### Problem description
Across all of the records below, determine the number of lines containing the string "messageSet"; reply with that number only.

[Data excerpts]
☆ ☆ ☆ ☆

PR #246, opened 2023-11-19
General type inference improvements

gsteel:
The main goal here was to get inference when iterating over a form or fieldset, both for psalm and in yer IDE - this led to fixing a few more psalm issues here and there.

There are a couple of additions to the baseline occurring due to improved inference, but it would have been unwise to fix these.

### DIFF
--- a/src/Fieldset.php
+++ b/src/Fieldset.php
@@ -15,11 +15,13 @@ use Traversable;
 
 use function array_key_exists;
 use function assert;
-use function gettype;
+use function get_debug_type;
 use function in_array;
 use function is_array;
 use function is_iterable;
+use function is_numeric;
 use function is_object;
+use function is_string;
 use function ltrim;
 use function sprintf;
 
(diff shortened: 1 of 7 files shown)


src/Fieldset.php
```diff
@@ -301,10 +306,7 @@ public function getMessages(?string $elementName = null): array
             $messages = $this->messages;
             foreach ($this->iterator as $name => $element) {
                 $messageSet = $element->getMessages();
-                if (
-                    empty($messageSet)
-                    || (! is_array($messageSet) && ! $messageSet instanceof Traversable)
-                ) {
+                if ($messageSet === []) {
```
gsteel, line 309: `ElementInterface::getMessages()` has a native `array` return type

src/Fieldset.php
```diff
@@ -203,13 +207,14 @@ public function has(string $elementOrFieldset): bool
      */
     public function get(string $elementOrFieldset): ElementInterface
     {
-        if (! $this->has($elementOrFieldset)) {
+        $element = $this->iterator->get($elementOrFieldset);
```
Ocramius, line 210: Is this behaviour change safe to perform? 🤔

Ocramius (approved):

src/Fieldset.php
Slamdunk: Yes it is:

https://github.com/laminas/laminas-form/blob/b83d29b8fbccb7546c18459745a4875153037973/src/Fieldset.php#L194-L197

Slamdunk (approved):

☆ ☆ ☆ ☆

### Reply
4